The performance itself was fascinating. I kept in mind that this was an old art, that first came to prominence in a more conservative era. With that said, the dresses of the female dancers were clearly designed to be titillating, the moves provocative. And even the male dancers simply wore a tight leotard on bottom (so tight that it etched the butt cheeks) and a clearly stuffed cod-piece. Not all the dancers were professional, some were a bit young and wobbly. But when a group of ballet dancers got into a synchronized movement there was something highly mesmerizing about it. Almost as if a group of flowers , lacking words, had animated themselves on stage and began to try to communicate with symbolic movements. Hands arched, bodies twisted, all conveying some sort of narrative that went beyond words. It was truly art, movement for no logical reason; half way between a vigorously abstract dream and the dawn of functional reality. My friend was amazingly talented too. Dancing as if she was putting no effort into it, each move perfectly executed like a robotic feather. It was amazing.
Saturday, July 18, 2009
odd people
I live on the Yamanote train line. I see people rush to get on the train, running full force. And if they miss the train a dark cloud crosses their faces, as if they failed at life. Come on people, the trains on the Yamanote line come litterally every three minutes! Missing a train is no big deal.
Sometimes people get mad at me for things I have no possible way to change. I was drinking with a Japanese friend and she started to get upset because I was genetically American. Genetics are something that are fixed in stone. Get angry about it all you want, but its not gonna change.

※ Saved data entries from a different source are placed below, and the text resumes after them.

PR #79, opened 2020-11-07
DIB instruction window size

sethpugsley:
This change is based on discussion in https://github.com/ChampSim/ChampSim/pull/76#discussion_r512135701

The previous version of the DIB would perform some unrealistic prefetching, and this PR aims to slightly increase the amount of realism.  Before, when an instruction was fetched and decoded, its cache line address would be placed in the DIB, and any other instructions from that cache line would hit in the DIB and be magically fetched and decoded, even if that particular instruction had never been fetched or decoded before (and therefore shouldn't logically be found in the DIB).

This PR reduces the instruction window size of DIB entries from 64B to 16B, and allows this value to be changed via the config file.  In this context, an "instruction window" doesn't refer to the ROB, but rather the instructions that are covered by a single DIB entry.  It has been reported that an Intel Sandy Bridge uop cache entry, for example, covers 6 uops, and the entire uop cache is organized into 32 sets of 8 ways each.  This gives the Sandy Bridge uop cache coverage of up to 1536 uops.  The uop cache is reported to have grown in Sunny Cove to 2.25k entries.

In this PR, each DIB entry covers ~8 instructions, given the rule of thumb of ~2B/x86 instruction on average, and is aligned on 16B boundaries.  I believe real uop cache entry addresses are byte-aligned, but I don't really know.  This means there will still be some effect from prefetching, but it should be reduced by a factor of 4.  To compensate for reducing the coverage of the DIB by reducing each entry's instruction window size, I increased the number of sets by a factor of 4.  This version of the DIB still covers ~2K instructions, just like it did before.

I do not expect there to be much of a performance impact from this, but it should slightly improve the accuracy of the simulation.


ngober (approved):
I like this change quite a bit. It is a good use of the configuration file and shows how we can continue to extend ChampSim in the future.

ngober:
I want to give @GinoAC an opportunity to look at this before merging. I know in particular he keeps an eye on how performance changes.

GinoAC:
For a configuration with no prefetching I'm seeing up to 11% performance loss on SPEC17, with 3% loss on average. The gains from prefetching are consistent with the previous commit despite the lower baseline performance. 

It looks like the performance change comes from a fairly large increase in the number of instructions accessing the L1-I which, from my understanding, is what we would expect from the removal of magic hits.

ngober:
I like that ChampSim is getting to a place where we can make these kinds of changes easily. Merging.

PR #85, opened 2020-11-13
Speed up warmup execution by ignoring register dependencies

sethpugsley:
This commit eliminates register dependencies until the warmup phase is complete.  This causes the warmup phase's IPC to be much higher, leading to faster warmup times.  Warmup phase IPC is already meaningless, so I imagine making it even more meaningless isn't a bad thing.  Branch predictors, cache replacement algorithms, cache contents, and prefetchers are all warmed up as normal.  The final reported IPC of the simulation phase, as well as all other reported metrics, should be very similar to they were before this commit, but not identical.

Please experiment with this and see how much it changes the metrics you care about.  If this doesn't harm anyone else's work, then it might as well be merged in, but it's not a huge deal either way.

### DIFF
--- a/src/ooo_cpu.cc
+++ b/src/ooo_cpu.cc
@@ -230,6 +230,21 @@ uint32_t O3_CPU::init_instruction(ooo_model_instr arch_instr)
 
     arch_instr.event_cycle = current_core_cycle[cpu];
 
+    // fast warmup eliminates register dependencies between instructions
+    // branch predictor, cache contents, and prefetchers are still warmed up
+    if(!warmup_complete[cpu])
+      {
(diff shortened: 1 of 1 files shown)


ngober:
This is an interesting idea to remove all registers from the instructions during warmup. I like it as it is. It may lead to some inflight instructions being in a different order when the simulation phase begins, but that may not be a problem.

sethpugsley:
I agree that it will undoubtedly change things up a little bit at the boundary between warmup and simulation phases, but we were already dealing with that situation anyway.  The current master & develop branch version of warmup is also artificially sped up, which undoubtedly also jumbles things a little bit.  This commit just changes the nature of that jumbling a little bit.

ngober (approved):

Often when I'm in a public restroom stall people come up and knock on the door to 'check' if I'm inside. How could the stall be closed and locked if I wasnt inside? Don't get it, but I guess maybe they are saying hurry up. But I still think its odd.
Friday, July 10, 2009
switched on
I've mentioned in to my friends, and in a few other places online, but it's bubbled to the top here too--- my broken camera is inspiring! Because the display is broken, I treat it something like a cheap holga film camera. I just point and shoot a few random shots each day. I usually end up with random blurry crud, but sometimes I get shots that are more exciting in their random framing. I also get more excitement from it than a normal digital camera. I have to wait until I get home and put the SD card in the SD card reader, excited to see what I ended up with. Because of this I have 73 new photos on my photo album site. And it's only going to grow, I've been inspired by most of what I see around me. Almost as if I am surrounded by a whimsical sober melancholy.